Input data:
Issue #3376, opened 2025-07-15
Rewrite Breadcrumbs to use the ones from Mui


LeandraH:
### Describe the Problem

Let's replace our Breadcrumbs component with the one from Mui!
Design: https://www.figma.com/design/o5p3ArtrrmOqG6lJggAQE5/%F0%9F%9F%A8-Designsystem-Integreat--MUI-?node-id=14-734&p=f&m=dev
Mui Breadcrumbs: https://mui.com/material-ui/react-breadcrumbs/

### Describe Your Preferred Solution

Replace our Breadcrumbs component with the one from Mui
See if we still need the JSON-LD

### Related Issues

Part of #3231

PR #3476, opened 2025-08-18
3376: Mui Breadcrumbs

bahaaTuffaha:
### Short Description

Let's replace our Breadcrumbs component with the one from Mui and showing the current path.

### Proposed Changes

- Replaced the old implementation with Mui Breadcrumbs.
- Now `BreadCrumb` uses span instead of li becouse of this error : `<li> cannot be a descendant of <li>.
This will cause a hydration error.` and just added `display: list-item;` to mimic the list behavior.
- Created the function `getLastBreadcrumbs` that takes the `ancestorBreadcrumbs` and `currentBreadcrumb` to add the Ellipsis and slice the last 2 items (current path included).
- To ensure that the home icon and the separators are not getting hidden by the overflow I added overflow: visible to even items in the breadcrumb and the first one (Home icon).
- I kept the same shrink logic at `BreadCrumb` I also added more shrinking only for current path (for small screens) when its more than 2 items to give more readablity to the previous path.
- Added more small tests.

### Side Effects

- None.

### Testing

- Test the `BreadCrumbs` with 1 , 2 ,3 ... levels.
- Test it on pages with long titles.
- Test it on small screens.

### Resolved Issues

Fixes: #3376 

---


web/src/components/Breadcrumb.tsx
```diff
@@ -14,35 +16,26 @@ const ListItem = styled.li<{ shrink: boolean }>`
...
  * Displays breadcrumbs (Links) for lower category levels
  */
-const Breadcrumb = ({ children, shrink }: BreadcrumbProps): ReactElement => (
-  <ListItem shrink={shrink}>
-    <Separator aria-hidden />
-    {children}
-  </ListItem>
+const Breadcrumb = ({ title, to, shrink, isCurrent }: BreadcrumbProps): ReactElement => (
+  <Link css={helpers.removeLinkHighlighting} color='inherit' href={to}>
+    <StyledTitle shrink={shrink} isCurrent={isCurrent}>
```
lunars97, line 35: I wonder can't we use Typography from MUI here instead of span :thinking:

web/src/components/Breadcrumbs.tsx
```diff
@@ -45,42 +51,92 @@ const StyledIcon = styled(Icon)`
...
+            )
+          }
+
+          if (breadcrumb.title === '...') {
+            return <StyledEllipsis key='ellipsis'>...</StyledEllipsis>
+          }
+
+          return (
+            <Breadcrumb
+              title={breadcrumb.title}
```
lunars97, line 130: what if we use collapsed breadcrumbs to avoid slicing and shrinking them like it is shown [here](https://mui.com/material-ui/react-breadcrumbs/#collapsed-breadcrumbs) :thinking:

bahaaTuffaha: Hmm this is a good idea but still if the user unfold it it will take the same same space...
Unless we want to enable that for just for desktop.

web/src/components/Breadcrumbs.tsx
```diff
@@ -45,42 +51,92 @@ const StyledIcon = styled(Icon)`
...
   return (
-    <Wrapper>
+    <StyledBox>
       <JsonLdBreadcrumbs breadcrumbs={jsonLdBreadcrumbs} />
-      <OrderedList>
-        {ancestorBreadcrumbs.map((breadcrumb, index) =>
-          ancestorBreadcrumbs.length > 1 && index === 0 ? (
-            <li key={breadcrumb.pathname}>
-              <StyledLink to={breadcrumb.pathname}>
+      <StyledMuiBreadcrumbs length={ancestorBreadcrumbs.length} aria-label='breadcrumb' separator={<Separator />}>
```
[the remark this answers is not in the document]
bahaaTuffaha: The icon takes more space in comparison. If you added a border around this icon you can see that space.

web/src/components/Breadcrumbs.tsx
lunars97: you are right here :thinking:

lunars97:
> > Thank you for your PR! Everything looks good so far 👍 except for separator being hidden in smaller viewports (See screenshot below)
> 
> Hmm it should look like this: (I tested it on Chrome and Firefox) image

hmm in my case, it is still showing a little bit sliced view when it is less than 500px

web/src/components/Breadcrumb.tsx
bahaaTuffaha: Hmm I overlooked this comment .. I will try it 👍️

steffenkleinle:
> > > > Thank you for your PR! Everything looks good so far 👍 except for separator being hidden in smaller viewports (See screenshot below)
> > > 
> > > 
> > > Hmm it should look like this: (I tested it on Chrome and Firefox) image
> > 
> > 
> > hmm in my case, it is still showing a little bit sliced view when it is less than 500px
> 
> seems like it does not have any sliced view anymore 👍 , but shouldn't the ellipse be clickable? 🤔 On desktop view it is possible, on mobile view there is a text cursor when I hover over it and no path...

Agreed, I think it should be clickable.

steffenkleinle:
> > > > Agreed, I think it should be clickable.
> > > 
> > > 
> > > For mobile? 👀
> > 
> > 
> > Yes, or is there a reason why it shouldn't be?
> 
> No, just it will get crammed up in one line even with ellipse.

But being clickable/not clickable doesn't change that, does it?

steffenkleinle:
> > But being clickable/not clickable doesn't change that, does it?
> 
> I thought clickable means collapsed-breadcrumbs... https://mui.com/material-ui/react-breadcrumbs/#collapsed-breadcrumbs

No, I think collapsed doesn't really help. I just meant that pressing on a breadcrumb should always also navigate to that parent category, no matter if the full text or only an ellipse is shown.

bahaaTuffaha:
> No, I think collapsed doesn't really help. I just meant that pressing on a breadcrumb should always also navigate to that parent category, no matter if the full text or only an ellipse is shown.

that's what it do ... did you test it?

web/src/components/Breadcrumbs.tsx
```diff
@@ -45,42 +65,109 @@ const StyledIcon = styled(Icon)`
...
+
+  if (allBreadcrumbs.length <= breadCrumbsLimit) {
+    return allBreadcrumbs
+  }
+
+  const home = allBreadcrumbs[0] as BreadcrumbModel
+  const rest = allBreadcrumbs.slice(1)
+  const ellipsis = new BreadcrumbModel({
+    title: '...',
+    pathname: '',
```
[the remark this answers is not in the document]
bahaaTuffaha: Because ellipsis just a span but now I will change it to use the rest...

web/src/utils/getBreadcrumbs.ts
```diff
@@ -0,0 +1,40 @@
...
+  }
+
+  const home = allBreadcrumbs[0] as BreadcrumbModel
+  const rest = allBreadcrumbs.slice(1)
+  const ellipsisPathname = returnAllBreadcrumbs ? '' : (rest[0]?.pathname ?? '/')
+
+  const ellipsis = new BreadcrumbModel({
+    title: '...',
+    pathname: ellipsisPathname,
+    node: React.createElement(StyledEllipsis, null, '...'),
```
bahaaTuffaha, line 30: I think @steffenkleinle won't like this but this is the way I found to set the node without turning the file into tsx . 😅

web/src/components/Breadcrumbs.tsx
```diff
@@ -1,40 +1,60 @@
...
-  padding: 0;
+const StyledMuiBreadcrumbs = styled(MuiBreadcrumbs)<{ length: number }>`
+  & ol {
+    flex-wrap: nowrap;
+    overflow: hidden;
+    align-items: flex-start;
+  }
+
+  & li {
+    overflow: hidden;
```
lunars97, line 30:
```suggestion
& a {
          text-decoration: none;
      }
```

lunars97 (changes requested):
Looks really good :+1: except for underlined link style. See my suggestion :hammer:

web/src/components/Breadcrumbs.tsx
steffenkleinle: Please rather use our own custom `Link` component :) It takes care of all the internal/external link stuff and removes link highlighting.

steffenkleinle (commented):
Why did you decide to include the current page in the breadcrumbs? To me, that is
both a little confusing (twice the same text, link/button highlighting but nothing happens on click) and, more importantly, reduces the available space for actually necessary/helpful breadcrumbs/parent categories a lot, especially on small devices.

hauf-toni:
Based on todays research, here is what I found out:
ℹ️ _read if interested or skip below to the really important content if not_:

- breadcrumbs should be used for applications with deep, nested navigation (like Integreat)
- they should be complementary to the main navigation, not a replacement
- labels should mirror actual page titles, without jargon or abbreviations
- the last breadcrumb should represent the current page without repeating the H1 and should not be a link
- all breadcrumbs except the last should be clickable
- for long trails, collapse to show only 1–2 previous levels plus the current page (eg, home > … > sneakers)
- on mobile a back button takes priority, so breadcrumbs should be minimal (e.g., Home > .... > current page)
- for narrow screens, allow horizontal scrolling of breadcrumbs instead of wrapping them into multiple lines.

**🔧  take-aways for the current implementation as seen above:**

1. 
- too many separators (> > >),  indicates collapsed levels, but they are visually noisy + unclear
– best practice would be to collapse to a single ellipsis (Home > … > Current Page) (no repetition of the page name itself!) instead of repeating separators
- truncation without clarity (both “Leben in Deu...” and “Gleichstel...” are truncated which makes orientation hard) should be avoided.

2. 
– the screenshot shows the current page (Gleichstellung...) as a link
– best practice is to make the last breadcrumb static instead of a link

Let me know if you have any further questions.

steffenkleinle (changes requested):
Nice work already, but I think this still needs some more work and polishing:
- There are still tons of custom styling here, please use the corresponding mui components (e.g. `Button` with `component={Link}` instead of custom styling the links
- I also think that the ts code could still be cleaned up/simplified a bit, could you give it a try please? Thanks :)
- The last breadcrumb should
  a) not be highlighted like a link/something clickable in blue
  b) ~~not have the actual title of the page but instead something like `Current page`~~
- What do you think of using a mui menu for the collapsed item(s) like nextcloud does?

image

image

lunars97:
> Nice work already, but I think this still needs some more work and polishing:
> 
> * There are still tons of custom styling here, please use the corresponding mui components (e.g. `Button` with `component={Link}` instead of custom styling the links
> * I also think that the ts code could still be cleaned up/simplified a bit, could you give it a try please? Thanks :)
> * The last breadcrumb should
>   a) not be highlighted like a link/something clickable in blue
>   b) not have the actual title of the page but instead something like `Current page`
> * What do you think of using a mui menu for the collapsed item(s) like nextcloud does?
> 
> image image



> Nice work already, but I think this still needs some more work and polishing:
> 
> * There are still tons of custom styling here, please use the corresponding mui components (e.g. `Button` with `component={Link}` instead of custom styling the links
> * I also think that the ts code could still be cleaned up/simplified a bit, could you give it a try please? Thanks :)
> * The last breadcrumb should
>   a) not be highlighted like a link/something clickable in blue
>   b) not have the actual title of the page but instead something like `Current page`
> * What do you think of using a mui menu for the collapsed item(s) like nextcloud does?
> 
> image image

I do agree with point **a**, but not really agree with point **b** :) Have a look at this example from WAI https://www.w3.org/WAI/ARIA/apg/patterns/breadcrumb/examples/breadcrumb/

bahaaTuffaha:
> Nice work already, but I think this still needs some more work and polishing:
> 
> * There are still tons of custom styling here, please use the corresponding mui components (e.g. `Button` with `component={Link}` instead of custom styling the links
> * I also think that the ts code could still be cleaned up/simplified a bit, could you give it a try please? Thanks :)
> * The last breadcrumb should
>   a) not be highlighted like a link/something clickable in blue
>   b) not have the actual title of the page but instead something like `Current page`
> * What do you think of using a mui menu for the collapsed item(s) like nextcloud does?

I agree with @lunars97 plus point a is against what we have at the design:
https://www.figma.com/design/o5p3ArtrrmOqG6lJggAQE5/%F0%9F%9F%A8-Designsystem-Integreat--MUI-?node-id=14-734&p=f&t=407apDh8Gf1QuVf1-0

hauf-toni:
> New changes: now mobile and desktop will behave the same for the collapsed breadcrumbs: @hauf-toni
> 
>  2025-10-01.16-56-40.mp4

That looks great! Thank you for your effort

steffenkleinle (approved):

lunars97:
Looks really good :+1: Small remark: the last element should be also a link and should have an attribute `aria-current="page"`

web/src/components/Breadcrumb.tsx
```diff
@@ -1,48 +1,40 @@
...
-  <ListItem shrink={shrink}>
-    <Separator aria-hidden />
-    {children}
-  </ListItem>
-)
+const Breadcrumb = ({ title, to }: BreadcrumbProps): ReactElement => {
+  const current = to === normalizePath(useLocation().pathname)
+
+  if (current) {
+    return <StyledTypography aria-current='page'>{title} </StyledTypography>
```
lunars97, line 30:
```suggestion
    return <Link to={to} aria-current='page'>{title}</Link>
```

bahaaTuffaha: 1- Even if we show just 1 breadcrumb for small screens the title could be too long:
http://localhost:9000/muenchen/de/beratung-und-hilfe-4/beratung-und-hilfe-allgemein/formularservice-hilfe-beim-ausf%C3%BCllen-von-formularen-und-antr%C3%A4gen

image


2- Did we agreed to keep the last breadcrumb non-Clickable ?

Issue #3439, opened 2025-08-01
Add translations for Indonesian


steffenkleinle:
### Describe the Problem

As a user I want to see the app translated in my native language.

### Describe Your Preferred Solution

Add translations for Indonesian ~~and Hausa~~.

### Describe Possible Alternatives

N/A

### Related Issues

Support added in: #3438

### Additional Information

https://chat.tuerantuer.org/digitalfabrik/pl/axf4wf1cdjbiug5w484a34z3iy

LeandraH:
We're not implementing Hausa for now: https://chat.tuerantuer.org/digitalfabrik/pl/u1bchwerwpr5uqz9h7rfp545ra

PR #3481, opened 2025-08-20
3439: Indonesian translations

LeandraH:
### Short Description

Adding the Indonesian translations and removing Hausa since the municipality decided against it (https://chat.tuerantuer.org/digitalfabrik/pl/u1bchwerwpr5uqz9h7rfp545ra)

### Resolved Issues

Fixes: #3439 

---

### DIFF
--- a/translations/src/config.ts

The task:
Begin at the first line of the material above. Transcribe each line exactly, ending with the line that contains "descendant of <li>.".

Task answer:
Issue #3376, opened 2025-07-15
Rewrite Breadcrumbs to use the ones from Mui


LeandraH:
### Describe the Problem

Let's replace our Breadcrumbs component with the one from Mui!
Design: https://www.figma.com/design/o5p3ArtrrmOqG6lJggAQE5/%F0%9F%9F%A8-Designsystem-Integreat--MUI-?node-id=14-734&p=f&m=dev
Mui Breadcrumbs: https://mui.com/material-ui/react-breadcrumbs/

### Describe Your Preferred Solution

Replace our Breadcrumbs component with the one from Mui
See if we still need the JSON-LD

### Related Issues

Part of #3231

PR #3476, opened 2025-08-18
3376: Mui Breadcrumbs

bahaaTuffaha:
### Short Description

Let's replace our Breadcrumbs component with the one from Mui and showing the current path.

### Proposed Changes

- Replaced the old implementation with Mui Breadcrumbs.
- Now `BreadCrumb` uses span instead of li becouse of this error : `<li> cannot be a descendant of <li>.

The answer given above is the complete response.